DIRECTIONS:
Exact transcription of the records is required.

MATERIAL TO PROCESS:
PR #158, opened 2025-01-07
python(chore): v0.3.0 release prep

niliayu:
Updating CHANGELOG and bumping version for release.

### DIFF
--- a/python/pyproject.toml
+++ b/python/pyproject.toml
@@ -1,28 +1,24 @@
 [project]
 name = "sift_stack_py"
-version = "0.3.0-rc.7"
+version = "0.3.0"
 description = "Python client library for the Sift API"
 requires-python = ">=3.8"
-readme = {file = "README.md", content-type = "text/markdown"}
-license = {file = "LICENSE"}
-classifiers  = [
-    "License :: OSI Approved :: MIT License",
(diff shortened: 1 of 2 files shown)


python/pyproject.toml
```diff
@@ -1,28 +1,24 @@
 [project]
 name = "sift_stack_py"
-version = "0.3.0-rc.7"
+version = "0.3.0"
```
niliayu, line 3: My formatters went pretty hard on this file, but all I really did was update this version on line 3 and move the npTDMS requirement to line 31.

zachAtSiftStack: confirmed only real change was the version update and npTDMS to optional

zachAtSiftStack:
Compared against https://github.com/sift-stack/sift/commit/0d5d247ccf7531933096f121830de2319e2e2bd0#diff-0dd30ea12dcdbf90c6eac76978a559ab02dcc5367f9d8af32630dfcc369534deR9 for a previous update of the version from release-candidate to a new release. 

The only thing really deferring is the squashing of release candidate change logs into one top level release change log. I don't believe that really matters so approving as is.

zachAtSiftStack (approved):
Approving, update matches previous releases.

PR #159, opened 2025-01-08
python(chore): Make npTDMS an optional dep

niliayu:
The `npTDMS` arg should not be required for the standard lib, but included as an optional dep for users who do use the lib to manage TDMS data. Users can include `sift-stack-py[tdms]` in their project dependencies if TDMS is required.

### DIFF
--- a/python/examples/data_import/tdms/requirements.txt
+++ b/python/examples/data_import/tdms/requirements.txt
@@ -1,2 +1,3 @@
 python-dotenv
 sift-stack-py
+sift-stack-py[tdms]
--- a/python/examples/data_import/tdms/requirements.txt
+++ b/python/examples/data_import/tdms/requirements.txt
@@ -1,3 +1,2 @@
 python-dotenv
-sift-stack-py
 sift-stack-py[tdms]
--- a/python/lib/sift_py/data_import/tdms.py
+++ b/python/lib/sift_py/data_import/tdms.py
@@ -13,7 +13,7 @@ try:
     )
 except ImportError as e:
     raise RuntimeError(
-        "The nptdms package is required to use the TDMS upload service. "
+        "The npTDMS package is required to use the TDMS upload service. "
         "Please include this dependency in your project by specifying `sift-stack-py[tdms]`."
     ) from e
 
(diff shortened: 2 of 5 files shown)


zachAtSiftStack:
Learning how pip optional dependencies work here on the fly. This looks correct to my new understanding. 

If I want to do something without nptdms I do
`pip install sift-stack-py`

If I want to do something with nptdms I do
`pip install sift-stack-py[tdms]`

zachAtSiftStack:
The only thing I suspect may happen in the future is a user try and use the tdms functionality and not know to do the optional dependency. I believe they will just get an ImportError.

We could wrap the nptdms imports in sift_py with our own custom exception handler to notify them? Would be a nice to have.

I think an update to https://docs.siftstack.com/docs/ingestion/data-import/tdms to call this out will make sense but that isn't blocking this PR.

kevin-sift:
Strongly agree with @zachAtSiftStack that we should wrap the `npTDMS` import with a `try/except` block.

niliayu:
Updated! Let me know what you think @kevin-sift @zachAtSiftStack [1e60cf2](https://github.com/sift-stack/sift/pull/159/commits/1e60cf22925eec37f0272b9d9e15f170c1e41091)

python/examples/data_import/tdms/requirements.txt
```diff
@@ -1,2 +1,3 @@
 python-dotenv
 sift-stack-py
+sift-stack-py[tdms]
```
kevin-sift, line 3:
```suggestion
sift-stack-py[tdms]
```

python/lib/sift_py/data_import/tdms.py
```diff
@@ -2,14 +2,20 @@
...
+        ChannelObject,
+        RootObject,
+        TdmsChannel,
+        TdmsFile,
+        TdmsWriter,
+        types,
+    )
+except ImportError as e:
+    raise RuntimeError(
+        "The nptdms package is required to use the TDMS upload service. "
```
kevin-sift, line 16:
```suggestion
        "The npTDMS package is required to use the TDMS upload service. "
```

zachAtSiftStack (approved):
All suggestions have been implemented from both reviewers.

PR #168, opened 2025-01-29
chore: update protos

derouinw:
Updated protos to the latest version of the sift APIs. Generated code for all languages.


solidiquis (approved):
noice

RESULT:
PR #158, opened 2025-01-07
python(chore): v0.3.0 release prep

niliayu:
Updating CHANGELOG and bumping version for release.

### DIFF
--- a/python/pyproject.toml
+++ b/python/pyproject.toml
@@ -1,28 +1,24 @@
 [project]
 name = "sift_stack_py"
-version = "0.3.0-rc.7"
+version = "0.3.0"
 description = "Python client library for the Sift API"
 requires-python = ">=3.8"
-readme = {file = "README.md", content-type = "text/markdown"}
-license = {file = "LICENSE"}
-classifiers  = [
-    "License :: OSI Approved :: MIT License",
(diff shortened: 1 of 2 files shown)


python/pyproject.toml
```diff
@@ -1,28 +1,24 @@
 [project]
 name = "sift_stack_py"
-version = "0.3.0-rc.7"
+version = "0.3.0"
```
niliayu, line 3: My formatters went pretty hard on this file, but all I really did was update this version on line 3 and move the npTDMS requirement to line 31.

zachAtSiftStack: confirmed only real change was the version update and npTDMS to optional

zachAtSiftStack:
Compared against https://github.com/sift-stack/sift/commit/0d5d247ccf7531933096f121830de2319e2e2bd0#diff-0dd30ea12dcdbf90c6eac76978a559ab02dcc5367f9d8af32630dfcc369534deR9 for a previous update of the version from release-candidate to a new release. 

The only thing really deferring is the squashing of release candidate change logs into one top level release change log. I don't believe that really matters so approving as is.

zachAtSiftStack (approved):
Approving, update matches previous releases.

PR #159, opened 2025-01-08
python(chore): Make npTDMS an optional dep

niliayu:
The `npTDMS` arg should not be required for the standard lib, but included as an optional dep for users who do use the lib to manage TDMS data. Users can include `sift-stack-py[tdms]` in their project dependencies if TDMS is required.

### DIFF
--- a/python/examples/data_import/tdms/requirements.txt
+++ b/python/examples/data_import/tdms/requirements.txt
@@ -1,2 +1,3 @@
 python-dotenv
 sift-stack-py
+sift-stack-py[tdms]
--- a/python/examples/data_import/tdms/requirements.txt
+++ b/python/examples/data_import/tdms/requirements.txt
@@ -1,3 +1,2 @@
 python-dotenv
-sift-stack-py
 sift-stack-py[tdms]
--- a/python/lib/sift_py/data_import/tdms.py
+++ b/python/lib/sift_py/data_import/tdms.py
@@ -13,7 +13,7 @@ try:
     )
 except ImportError as e:
     raise RuntimeError(
-        "The nptdms package is required to use the TDMS upload service. "
+        "The npTDMS package is required to use the TDMS upload service. "
         "Please include this dependency in your project by specifying `sift-stack-py[tdms]`."
     ) from e
 
(diff shortened: 2 of 5 files shown)


zachAtSiftStack:
Learning how pip optional dependencies work here on the fly. This looks correct to my new understanding. 

If I want to do something without nptdms I do
`pip install sift-stack-py`

If I want to do something with nptdms I do
`pip install sift-stack-py[tdms]`

zachAtSiftStack:
The only thing I suspect may happen in the future is a user try and use the tdms functionality and not know to do the optional dependency. I believe they will just get an ImportError.

We could wrap the nptdms imports in sift_py with our own custom exception handler to notify them? Would be a nice to have.

I think an update to https://docs.siftstack.com/docs/ingestion/data-import/tdms to call this out will make sense but that isn't blocking this PR.

kevin-sift:
Strongly agree with @zachAtSiftStack that we should wrap the `npTDMS` import with a `try/except` block.

niliayu:
Updated! Let me know what you think @kevin-sift @zachAtSiftStack [1e60cf2](https://github.com/sift-stack/sift/pull/159/commits/1e60cf22925eec37f0272b9d9e15f170c1e41091)

python/examples/data_import/tdms/requirements.txt
```diff
@@ -1,2 +1,3 @@
 python-dotenv
 sift-stack-py
+sift-stack-py[tdms]
```
kevin-sift, line 3:
```suggestion
sift-stack-py[tdms]
```

python/lib/sift_py/data_import/tdms.py
```diff
@@ -2,14 +2,20 @@
...
+        ChannelObject,
+        RootObject,
+        TdmsChannel,
+        TdmsFile,
+        TdmsWriter,
+        types,
+    )
+except ImportError as e:
+    raise RuntimeError(
+        "The nptdms package is required to use the TDMS upload service. "
```
kevin-sift, line 16:
```suggestion
        "The npTDMS package is required to use the TDMS upload service. "
```

zachAtSiftStack (approved):
All suggestions have been implemented from both reviewers.

PR #168, opened 2025-01-29
chore: update protos

derouinw:
Updated protos to the latest version of the sift APIs. Generated code for all languages.


solidiquis (approved):
noice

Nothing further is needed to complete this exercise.